» Work instructions:
Using the entries that follow, write out the line containing "# NOT enable", the line containing "- 38c5e7e75438c0506f7165176f7497ec7f393b54: Removed", and every line between them, exactly and nothing else.

» Provided data:
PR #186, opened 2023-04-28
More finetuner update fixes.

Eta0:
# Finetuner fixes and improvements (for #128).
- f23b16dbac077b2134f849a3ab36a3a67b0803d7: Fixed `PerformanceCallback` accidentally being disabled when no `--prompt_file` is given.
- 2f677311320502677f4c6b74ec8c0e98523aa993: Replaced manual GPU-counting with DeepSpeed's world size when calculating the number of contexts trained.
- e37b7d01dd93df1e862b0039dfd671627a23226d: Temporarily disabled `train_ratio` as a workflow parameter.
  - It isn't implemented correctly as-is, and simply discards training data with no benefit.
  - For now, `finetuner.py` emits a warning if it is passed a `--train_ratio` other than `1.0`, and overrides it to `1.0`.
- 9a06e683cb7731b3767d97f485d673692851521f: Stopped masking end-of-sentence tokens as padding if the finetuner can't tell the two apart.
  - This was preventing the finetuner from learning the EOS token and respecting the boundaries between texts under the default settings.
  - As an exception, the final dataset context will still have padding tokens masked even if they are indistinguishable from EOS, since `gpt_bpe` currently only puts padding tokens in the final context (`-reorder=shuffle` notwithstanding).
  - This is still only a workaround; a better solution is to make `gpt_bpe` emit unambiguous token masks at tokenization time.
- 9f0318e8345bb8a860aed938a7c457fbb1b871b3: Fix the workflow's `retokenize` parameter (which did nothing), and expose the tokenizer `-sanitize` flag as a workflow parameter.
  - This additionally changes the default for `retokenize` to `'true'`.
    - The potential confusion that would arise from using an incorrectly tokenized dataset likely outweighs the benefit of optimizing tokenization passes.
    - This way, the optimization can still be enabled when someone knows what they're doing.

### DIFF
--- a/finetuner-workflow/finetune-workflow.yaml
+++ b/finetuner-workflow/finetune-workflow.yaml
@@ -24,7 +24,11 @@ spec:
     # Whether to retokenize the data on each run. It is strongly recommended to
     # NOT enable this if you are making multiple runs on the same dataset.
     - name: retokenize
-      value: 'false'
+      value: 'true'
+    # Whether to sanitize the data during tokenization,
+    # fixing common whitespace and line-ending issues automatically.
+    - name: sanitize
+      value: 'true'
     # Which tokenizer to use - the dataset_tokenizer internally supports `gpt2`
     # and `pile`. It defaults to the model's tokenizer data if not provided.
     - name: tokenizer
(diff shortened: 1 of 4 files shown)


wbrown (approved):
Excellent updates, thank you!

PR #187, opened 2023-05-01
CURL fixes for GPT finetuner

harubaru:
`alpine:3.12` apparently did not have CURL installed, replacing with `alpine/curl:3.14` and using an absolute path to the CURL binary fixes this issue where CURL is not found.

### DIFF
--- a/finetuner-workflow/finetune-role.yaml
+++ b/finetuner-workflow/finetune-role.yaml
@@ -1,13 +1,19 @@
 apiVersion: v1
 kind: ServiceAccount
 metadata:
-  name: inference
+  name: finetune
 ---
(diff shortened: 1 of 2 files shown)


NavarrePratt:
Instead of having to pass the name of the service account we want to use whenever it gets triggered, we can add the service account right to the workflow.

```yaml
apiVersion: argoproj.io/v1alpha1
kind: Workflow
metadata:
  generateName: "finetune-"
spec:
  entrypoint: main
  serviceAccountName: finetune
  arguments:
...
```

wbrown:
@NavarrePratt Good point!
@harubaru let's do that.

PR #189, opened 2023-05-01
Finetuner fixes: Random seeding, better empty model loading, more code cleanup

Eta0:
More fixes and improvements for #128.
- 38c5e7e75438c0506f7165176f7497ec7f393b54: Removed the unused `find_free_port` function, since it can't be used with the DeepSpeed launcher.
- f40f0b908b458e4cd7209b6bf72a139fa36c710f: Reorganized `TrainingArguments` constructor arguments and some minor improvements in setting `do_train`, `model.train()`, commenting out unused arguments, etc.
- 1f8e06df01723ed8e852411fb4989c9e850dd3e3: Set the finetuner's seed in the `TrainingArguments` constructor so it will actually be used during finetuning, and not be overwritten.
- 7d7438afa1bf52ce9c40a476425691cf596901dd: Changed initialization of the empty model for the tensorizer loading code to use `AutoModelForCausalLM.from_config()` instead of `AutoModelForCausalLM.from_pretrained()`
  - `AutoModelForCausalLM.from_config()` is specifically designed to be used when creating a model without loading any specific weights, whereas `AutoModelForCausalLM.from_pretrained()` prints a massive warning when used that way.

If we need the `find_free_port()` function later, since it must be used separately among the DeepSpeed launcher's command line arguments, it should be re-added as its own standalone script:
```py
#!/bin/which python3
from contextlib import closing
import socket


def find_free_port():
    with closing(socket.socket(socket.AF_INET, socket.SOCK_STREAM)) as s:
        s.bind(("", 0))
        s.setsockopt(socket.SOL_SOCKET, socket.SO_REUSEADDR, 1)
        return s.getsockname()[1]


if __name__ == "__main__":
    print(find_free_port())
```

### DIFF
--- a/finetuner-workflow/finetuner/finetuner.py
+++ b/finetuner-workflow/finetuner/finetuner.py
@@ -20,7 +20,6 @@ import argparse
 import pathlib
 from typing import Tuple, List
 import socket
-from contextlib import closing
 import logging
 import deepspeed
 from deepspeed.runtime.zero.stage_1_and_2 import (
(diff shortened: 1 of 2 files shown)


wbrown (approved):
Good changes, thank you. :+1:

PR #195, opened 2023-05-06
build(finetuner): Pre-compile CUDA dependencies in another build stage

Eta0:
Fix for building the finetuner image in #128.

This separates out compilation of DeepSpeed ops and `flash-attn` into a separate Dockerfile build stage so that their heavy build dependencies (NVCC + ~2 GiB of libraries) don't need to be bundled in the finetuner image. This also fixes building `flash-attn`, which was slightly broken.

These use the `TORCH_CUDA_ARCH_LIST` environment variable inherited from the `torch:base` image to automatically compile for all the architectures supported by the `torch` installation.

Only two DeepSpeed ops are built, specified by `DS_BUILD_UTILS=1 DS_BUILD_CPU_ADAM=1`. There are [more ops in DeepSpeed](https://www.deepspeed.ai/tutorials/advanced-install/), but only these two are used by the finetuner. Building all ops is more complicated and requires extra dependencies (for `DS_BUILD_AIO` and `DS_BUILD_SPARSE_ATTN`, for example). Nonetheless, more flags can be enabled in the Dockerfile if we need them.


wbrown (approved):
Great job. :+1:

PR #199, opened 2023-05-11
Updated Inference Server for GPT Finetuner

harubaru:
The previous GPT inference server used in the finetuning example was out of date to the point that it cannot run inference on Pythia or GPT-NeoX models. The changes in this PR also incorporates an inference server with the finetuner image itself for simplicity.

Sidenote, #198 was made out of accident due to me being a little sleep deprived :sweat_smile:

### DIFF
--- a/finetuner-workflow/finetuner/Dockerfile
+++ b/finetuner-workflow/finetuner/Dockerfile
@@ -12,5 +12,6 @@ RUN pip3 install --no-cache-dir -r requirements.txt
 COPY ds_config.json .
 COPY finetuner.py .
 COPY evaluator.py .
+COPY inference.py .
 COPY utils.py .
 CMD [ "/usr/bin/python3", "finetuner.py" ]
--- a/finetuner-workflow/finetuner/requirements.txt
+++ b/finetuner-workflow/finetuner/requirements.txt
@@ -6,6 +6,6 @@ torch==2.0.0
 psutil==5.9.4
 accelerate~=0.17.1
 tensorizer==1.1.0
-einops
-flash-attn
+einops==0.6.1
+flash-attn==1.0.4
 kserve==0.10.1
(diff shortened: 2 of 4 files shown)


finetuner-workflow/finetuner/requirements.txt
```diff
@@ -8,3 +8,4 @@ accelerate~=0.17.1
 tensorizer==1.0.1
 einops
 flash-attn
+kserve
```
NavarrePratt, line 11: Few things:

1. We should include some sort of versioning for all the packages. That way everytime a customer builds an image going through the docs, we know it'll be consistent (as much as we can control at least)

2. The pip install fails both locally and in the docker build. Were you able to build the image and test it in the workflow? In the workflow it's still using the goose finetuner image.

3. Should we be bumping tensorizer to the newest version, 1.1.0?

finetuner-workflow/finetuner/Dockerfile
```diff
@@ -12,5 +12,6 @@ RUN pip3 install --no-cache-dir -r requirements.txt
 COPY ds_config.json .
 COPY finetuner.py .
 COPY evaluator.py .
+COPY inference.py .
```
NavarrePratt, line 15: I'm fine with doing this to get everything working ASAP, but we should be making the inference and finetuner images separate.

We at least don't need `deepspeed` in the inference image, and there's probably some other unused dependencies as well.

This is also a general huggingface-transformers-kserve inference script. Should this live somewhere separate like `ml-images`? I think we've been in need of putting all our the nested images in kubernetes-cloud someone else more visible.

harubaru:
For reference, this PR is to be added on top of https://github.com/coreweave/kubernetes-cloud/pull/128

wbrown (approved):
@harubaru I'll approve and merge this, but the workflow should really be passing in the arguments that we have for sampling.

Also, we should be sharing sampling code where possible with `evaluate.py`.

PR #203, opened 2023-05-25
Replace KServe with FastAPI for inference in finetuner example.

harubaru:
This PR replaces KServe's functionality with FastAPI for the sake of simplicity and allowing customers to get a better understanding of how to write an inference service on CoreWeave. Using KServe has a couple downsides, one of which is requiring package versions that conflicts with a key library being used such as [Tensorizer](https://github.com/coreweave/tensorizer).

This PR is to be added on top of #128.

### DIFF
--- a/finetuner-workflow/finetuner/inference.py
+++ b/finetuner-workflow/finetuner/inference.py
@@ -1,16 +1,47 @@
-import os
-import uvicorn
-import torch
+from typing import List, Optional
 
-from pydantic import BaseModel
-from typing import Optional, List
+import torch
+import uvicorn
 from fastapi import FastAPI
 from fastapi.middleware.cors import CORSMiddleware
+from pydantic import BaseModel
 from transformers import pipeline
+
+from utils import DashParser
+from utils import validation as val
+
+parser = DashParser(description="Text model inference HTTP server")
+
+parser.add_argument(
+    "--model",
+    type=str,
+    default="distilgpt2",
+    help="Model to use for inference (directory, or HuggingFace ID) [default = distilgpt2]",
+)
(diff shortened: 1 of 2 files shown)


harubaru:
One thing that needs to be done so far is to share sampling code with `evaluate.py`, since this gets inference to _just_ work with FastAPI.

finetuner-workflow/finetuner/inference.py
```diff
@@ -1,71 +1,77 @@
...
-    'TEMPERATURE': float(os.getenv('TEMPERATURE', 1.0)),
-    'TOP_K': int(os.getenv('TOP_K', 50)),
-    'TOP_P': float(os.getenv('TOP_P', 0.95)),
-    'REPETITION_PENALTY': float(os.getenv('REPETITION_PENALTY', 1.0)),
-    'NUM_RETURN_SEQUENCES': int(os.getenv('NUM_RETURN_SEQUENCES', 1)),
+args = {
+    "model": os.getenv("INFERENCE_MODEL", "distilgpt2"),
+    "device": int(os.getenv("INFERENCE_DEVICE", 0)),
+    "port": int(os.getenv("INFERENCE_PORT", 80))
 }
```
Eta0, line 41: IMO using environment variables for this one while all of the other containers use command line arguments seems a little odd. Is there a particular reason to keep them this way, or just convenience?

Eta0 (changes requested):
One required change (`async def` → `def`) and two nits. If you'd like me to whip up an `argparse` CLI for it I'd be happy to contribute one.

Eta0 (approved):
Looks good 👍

--

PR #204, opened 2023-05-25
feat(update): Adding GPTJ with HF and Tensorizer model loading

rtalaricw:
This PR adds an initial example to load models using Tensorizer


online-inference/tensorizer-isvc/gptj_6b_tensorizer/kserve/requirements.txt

» Answer for this exercise:
     # NOT enable this if you are making multiple runs on the same dataset.
     - name: retokenize
-      value: 'false'
+      value: 'true'
+    # Whether to sanitize the data during tokenization,
+    # fixing common whitespace and line-ending issues automatically.
+    - name: sanitize
+      value: 'true'
     # Which tokenizer to use - the dataset_tokenizer internally supports `gpt2`
     # and `pile`. It defaults to the model's tokenizer data if not provided.
     - name: tokenizer
(diff shortened: 1 of 4 files shown)


wbrown (approved):
Excellent updates, thank you!

PR #187, opened 2023-05-01
CURL fixes for GPT finetuner

harubaru:
`alpine:3.12` apparently did not have CURL installed, replacing with `alpine/curl:3.14` and using an absolute path to the CURL binary fixes this issue where CURL is not found.

### DIFF
--- a/finetuner-workflow/finetune-role.yaml
+++ b/finetuner-workflow/finetune-role.yaml
@@ -1,13 +1,19 @@
 apiVersion: v1
 kind: ServiceAccount
 metadata:
-  name: inference
+  name: finetune
 ---
(diff shortened: 1 of 2 files shown)


NavarrePratt:
Instead of having to pass the name of the service account we want to use whenever it gets triggered, we can add the service account right to the workflow.

```yaml
apiVersion: argoproj.io/v1alpha1
kind: Workflow
metadata:
  generateName: "finetune-"
spec:
  entrypoint: main
  serviceAccountName: finetune
  arguments:
...
```

wbrown:
@NavarrePratt Good point!
@harubaru let's do that.

PR #189, opened 2023-05-01
Finetuner fixes: Random seeding, better empty model loading, more code cleanup

Eta0:
More fixes and improvements for #128.
- 38c5e7e75438c0506f7165176f7497ec7f393b54: Removed the unused `find_free_port` function, since it can't be used with the DeepSpeed launcher.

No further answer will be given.